Repeat, without any change, the entries presented below.

Data supplied section start

PR #506, opened 2016-11-25
fix(forms): Fix dependsOn failing test and add more tests

yusufsafak:


henri-hulski:
Super awesome!!!

packages/cerebral-forms/src/factories/validateField.js
```diff
@@ -18,7 +18,7 @@ export default function validateFieldFactory (pathTemplate) {
       dependentFields = [field.dependsOn]
     }
 
-    const depententOfValidationResult = dependentFields.reduce((currentValidationResult, stringPath) => {
+    const dependentOfValidationResult = dependentFields.reduce((currentValidationResult, stringPath) => {
```
yusufsafak: Why is dependsOn array here? Do you have any use case for it?

PR #507, opened 2016-11-25
feat(forms): add new initializeForm factory and nested form tests

yusufsafak:


henri-hulski:
Looks great! Just some linting must be fixed.

henri-hulski:
And documentation of initializeForm is missing.

yusufsafak:
Thanks for review. I fixed lint errors and add documentation of initializeForm :)

henri-hulski:
Are you sure that you need here
```js
        newField.defaultValue = newInitialValues || newField.defaultValue
        newField.value = newField.defaultValue
        newForm[key] = configureField(form, newField)
```
as in configureField we have
```js
  const value = field.value
  const defaultValue = field.defaultValue || value
```
Which looks more or less the same.

henri-hulski:
But ok maybe it makes sense.
I think the PR looks ready now.

PR #511, opened 2016-11-26
WIP: Save tasks in demo and Collection

gaspard:
There might be some glitches but the general idea on how collections could be used is in place. This needs some beta testing but it works...


packages/demo/src/common/Collection/signals/init.js
```diff
@@ -0,0 +1,33 @@
...
+import paths from '../paths'
+
+export default function init (moduleName, initState = {}) {
+  const {collectionPath, dynamicPaths, errorPath} = paths(moduleName)
+  return [
+    // prepare remote and local path
+    ...dynamicPaths,
+    // start listening
+    onChildAdded(
+      input`remoteCollectionPath`, `${moduleName}.updated`),
```
saitodisse: @gaspard what I usually do here is pass an option to get older values, like that:

```js
{
  orderByChild: 'updated_at',
  startAt: (new Date()).getTime(),
}
```

Example: https://github.com/saitodisse/scrap-cerebral-2/blob/master/src/shared_actions/firebase/firebase_listen.js#L1


Docs: https://github.com/cerebral/cerebral/tree/master/packages/cerebral-provider-firebase#onchildadded

That way we only get new items when they are added. Bellow we are calling `value(input`remoteCollectionPath`), {` so all item will be downloaded. That's why I put the `updated_at` prop. I believe this is the cause for some error on initialization of `createOnChildAdded.js`

gaspard: BTW: startAt should be UTC date, no ?

gaspard: I think this should go inside the success of the value call so that we do not risk missing items.

gaspard:
OK Everyone, this new iteration seems done. I did some bug fixes and testing. Since I had to change the initial data, pleaser recreate login to test app.

packages/demo/src/common/Collection/computed/visibleKeys.js
```diff
@@ -0,0 +1,26 @@
...
+      items: `${collectionPath}.**`,
+      afilter: filterPath,
+      selectedKey: `${draftPath}.key`
+    },
+    ({items, afilter, selectedKey}) => {
+      const filter = afilter && afilter.toLowerCase()
+      const list = Object.keys(items).filter(key => (
+        !filter || items[key].name.toLowerCase().indexOf(filter) >= 0
+      ))
+      if (selectedKey && list.indexOf(selectedKey) < 0) {
```
yusufsafak: Hi Gaspard, when you have draft project on your page and you click the project selector (next to Start button), visibleProjectsByClient computed throws an error like `Uncaught TypeError: Cannot read property 'clientKey' of undefined(…)`. :(
I haven't check the code completely yet but when I remove this line, it does not show draft project. I understood that project list and project selector use visibleKeys computed. Also they are using the same filter. Maybe we should create a new computed for project selector. What do you think?

gaspard: Fixed. Thanks for this review.

Guria:
@gaspard is still wip?

gaspard:
@Guria I had to add visibility API because of some strange high CPU usage after running for a long time. I think this version is much more stable then current version in master so we could pull this in.

It will continue to evolve obviously because there are still some important features missing but this round is OK for me.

Data supplied section end

Response to this exercise ->
PR #506, opened 2016-11-25
fix(forms): Fix dependsOn failing test and add more tests

yusufsafak:


henri-hulski:
Super awesome!!!

packages/cerebral-forms/src/factories/validateField.js
```diff
@@ -18,7 +18,7 @@ export default function validateFieldFactory (pathTemplate) {
       dependentFields = [field.dependsOn]
     }
 
-    const depententOfValidationResult = dependentFields.reduce((currentValidationResult, stringPath) => {
+    const dependentOfValidationResult = dependentFields.reduce((currentValidationResult, stringPath) => {
```
yusufsafak: Why is dependsOn array here? Do you have any use case for it?

PR #507, opened 2016-11-25
feat(forms): add new initializeForm factory and nested form tests

yusufsafak:


henri-hulski:
Looks great! Just some linting must be fixed.

henri-hulski:
And documentation of initializeForm is missing.

yusufsafak:
Thanks for review. I fixed lint errors and add documentation of initializeForm :)

henri-hulski:
Are you sure that you need here
```js
        newField.defaultValue = newInitialValues || newField.defaultValue
        newField.value = newField.defaultValue
        newForm[key] = configureField(form, newField)
```
as in configureField we have
```js
  const value = field.value
  const defaultValue = field.defaultValue || value
```
Which looks more or less the same.

henri-hulski:
But ok maybe it makes sense.
I think the PR looks ready now.

PR #511, opened 2016-11-26
WIP: Save tasks in demo and Collection

gaspard:
There might be some glitches but the general idea on how collections could be used is in place. This needs some beta testing but it works...


packages/demo/src/common/Collection/signals/init.js
```diff
@@ -0,0 +1,33 @@
...
+import paths from '../paths'
+
+export default function init (moduleName, initState = {}) {
+  const {collectionPath, dynamicPaths, errorPath} = paths(moduleName)
+  return [
+    // prepare remote and local path
+    ...dynamicPaths,
+    // start listening
+    onChildAdded(
+      input`remoteCollectionPath`, `${moduleName}.updated`),
```
saitodisse: @gaspard what I usually do here is pass an option to get older values, like that:

```js
{
  orderByChild: 'updated_at',
  startAt: (new Date()).getTime(),
}
```

Example: https://github.com/saitodisse/scrap-cerebral-2/blob/master/src/shared_actions/firebase/firebase_listen.js#L1


Docs: https://github.com/cerebral/cerebral/tree/master/packages/cerebral-provider-firebase#onchildadded

That way we only get new items when they are added. Bellow we are calling `value(input`remoteCollectionPath`), {` so all item will be downloaded. That's why I put the `updated_at` prop. I believe this is the cause for some error on initialization of `createOnChildAdded.js`

gaspard: BTW: startAt should be UTC date, no ?

gaspard: I think this should go inside the success of the value call so that we do not risk missing items.

gaspard:
OK Everyone, this new iteration seems done. I did some bug fixes and testing. Since I had to change the initial data, pleaser recreate login to test app.

packages/demo/src/common/Collection/computed/visibleKeys.js
```diff
@@ -0,0 +1,26 @@
...
+      items: `${collectionPath}.**`,
+      afilter: filterPath,
+      selectedKey: `${draftPath}.key`
+    },
+    ({items, afilter, selectedKey}) => {
+      const filter = afilter && afilter.toLowerCase()
+      const list = Object.keys(items).filter(key => (
+        !filter || items[key].name.toLowerCase().indexOf(filter) >= 0
+      ))
+      if (selectedKey && list.indexOf(selectedKey) < 0) {
```
yusufsafak: Hi Gaspard, when you have draft project on your page and you click the project selector (next to Start button), visibleProjectsByClient computed throws an error like `Uncaught TypeError: Cannot read property 'clientKey' of undefined(…)`. :(
I haven't check the code completely yet but when I remove this line, it does not show draft project. I understood that project list and project selector use visibleKeys computed. Also they are using the same filter. Maybe we should create a new computed for project selector. What do you think?

gaspard: Fixed. Thanks for this review.

Guria:
@gaspard is still wip?

gaspard:
@Guria I had to add visibility API because of some strange high CPU usage after running for a long time. I think this version is much more stable then current version in master so we could pull this in.

It will continue to evolve obviously because there are still some important features missing but this round is OK for me.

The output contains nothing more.